MY KOLKATA EDUGRAPH
ADVERTISEMENT
Regular-article-logo Monday, 23 June 2025

Unthinkable: Neo-Nazis in Israel - First skinhead ring found in Jewish state

Read more below

The Telegraph Online Published 10.09.07, 12:00 AM

Jerusalem, Sept. 9 (AP): Police today said they had cracked a cell of young Israeli neo-Nazis accused in a string of attacks on foreign workers, religious Jews, drug addicts and gays, in a case that would seem unthinkable in the Jewish state.

Eight immigrants from the former Soviet Union have been arrested in recent days in connection with at least 15 attacks, and a ninth fled the country, police spokesperson Micky Rosenfeld said, in the first such known cell to be discovered in Israel.

All of the suspects are in their late teens or early 20s and have Israeli citizenship, Rosenfeld said. A court today decided to keep them in custody. The young men covered their faces with their shirtsduring the hearing, revealing their tattooed arms. They did not comment.

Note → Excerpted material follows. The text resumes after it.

PR #576, opened 2021-08-18
Add fall back to Directions API request when no input file is specified

### LINKED ISSUE #570: Fall back to Directions API request when no input file is specified
The `mapbox-directions-swift` command line tool’s `route` and `match` subcommands require the user to pass in an input file containing a valid Directions API or Map Matching API response in JSON format. This makes the tool useful only for round-tripping from and to JSON or for converting between the supported file formats.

News of the arrests came as a shock in Israel, which was founded nearly 60 years ago as a refuge for Jews in the wake of the Nazi Holocaust. Any forms of anti-Semitism around the world outrage Israelis, and the discovery of such violence in the country’s midst made the front pages of newspapers and dominated talk on morning radio shows.

The gang documented its activities on film and in photographs. Israeli TV stations showed grainy footage of people lying helpless on floors while several people kicked them, and of a man getting hit from behind on the head with an empty bottle.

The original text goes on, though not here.